Scan the lines below; pull out those with "escape".

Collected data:

-- Opening Marker --

PR #771, opened 2020-03-30
Fully Automate Document Generation

jalextowle:
## Description
Currently document generation is a somewhat manual process because of the fact that we generate docs for all exported fields (even if they aren't exported at the package level) and because TypeDoc `v0.15.0` does not document functions. This PR fixes this by adding a small script to `cut-release`.

## Testing Instructions
```
git checkout docs/automate-doc-generation
VERSION=100.0.0 go run cmd/cut-release/main.go

# Don't actually run this :p
behold "the glory of automated doc generation"
```

### DIFF
--- a/cmd/cut-release/main.go
+++ b/cmd/cut-release/main.go
@@ -13,39 +13,7 @@ import (
 	"github.com/plaid/go-envvar/envvar"
 )
 
-var functionDocsTemplate = `
-# Functions
-
-## loadMeshStreamingWithURLAsync
-▸ **loadMeshStreamingWithURLAsync**(` + "`" + `url` + "`" + `: ` + "`" + `string` + "`" + `): *Promise‹` + "`" + `void` + "`" + `›*
-
-*Defined in [index.ts:7](https://github.com/0xProject/0x-mesh/blob/%s/packages/browser-lite/src/index.ts#L7)*
-
-Loads the Wasm module that is provided by fetching a url.
-
-**Parameters:**
-
-Name | Type | Description |
------- | ------ | ------ |
-` + "`" + `url` + "`" + ` | ` + "`" + `string` + "`" + ` | The URL to query for the Wasm binary |
-
-<hr />
-
-## loadMeshStreamingAsync
-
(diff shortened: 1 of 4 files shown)


cmd/cut-release/main.go
```diff
@@ -5,13 +5,16 @@ import (
...
 	"log"
+	"os"
 	"os/exec"
 	"regexp"
 	"strings"
 
 	"github.com/plaid/go-envvar/envvar"
 )
 
+var functionDocsTemplate = "\n# Functions\n\n## loadMeshStreamingForURLAsync\n▸ **loadMeshStreamingWithURLAsync**(`url`: `string`): *Promise‹`void`›*\n\n*Defined in [index.ts:7](https://github.com/0xProject/0x-mesh/blob/%s/packages/browser-lite/src/index.ts#L7)*\n\nLoads the Wasm module that is provided by fetching a url.\n\n**Parameters:**\n\nName | Type | Description |\n------ | ------ | ------ |\n`url` | `string` | The URL to query for the Wasm binary |\n\n<hr />\n\n## loadMeshStreamingAsync\n\n▸ **loadMeshStreamingAsync**(`response`: `Response | Promise<Response>`): *Promise‹`void`›*\n\n*Defined in [index.ts:15](https://github.com/0xProject/0x-mesh/blob/%s/packages/browser-lite/src/index.ts#L15)*\n\nLoads the Wasm module that is provided by a response.\n\n**Parameters:**\n\nName | Type | Description |\n------ | ------ | ------ |\n`response` | `Response &#124; Promise<Response>` | The Wasm response that supplies the Wasm binary |\n\n<hr />"
```
albrow: I think it would be cleaner to use a raw string literal (i.e., backticks) here? Then you could include literal line breaks instead of `/n`. You would have to escape the backticks in this case, but imo it will still be more readable overall.

jalextowle: I thought about that, but there are a lot of backticks. I really wish that Golang would allow us to use backticks in raw strings (I'm really starting to dislike some of their language choices -- these issues provide some context on why you can't just escape backticks in raw strings https://github.com/golang/go/issues/18221 and https://github.com/golang/go/issues/24475). 

I'll change this and then we can decide which version is cleaner

albrow: Forgot that you couldn't escape backticks inside a raw string literal without breaking it up into separate strings like this. I think this is easier to read but will likely be harder to change. I say we go back to the way it was before.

-- Closing Marker --

**Solution**
albrow: I think it would be cleaner to use a raw string literal (i.e., backticks) here? Then you could include literal line breaks instead of `/n`. You would have to escape the backticks in this case, but imo it will still be more readable overall.
jalextowle: I thought about that, but there are a lot of backticks. I really wish that Golang would allow us to use backticks in raw strings (I'm really starting to dislike some of their language choices -- these issues provide some context on why you can't just escape backticks in raw strings https://github.com/golang/go/issues/18221 and https://github.com/golang/go/issues/24475). 
albrow: Forgot that you couldn't escape backticks inside a raw string literal without breaking it up into separate strings like this. I think this is easier to read but will likely be harder to change. I say we go back to the way it was before.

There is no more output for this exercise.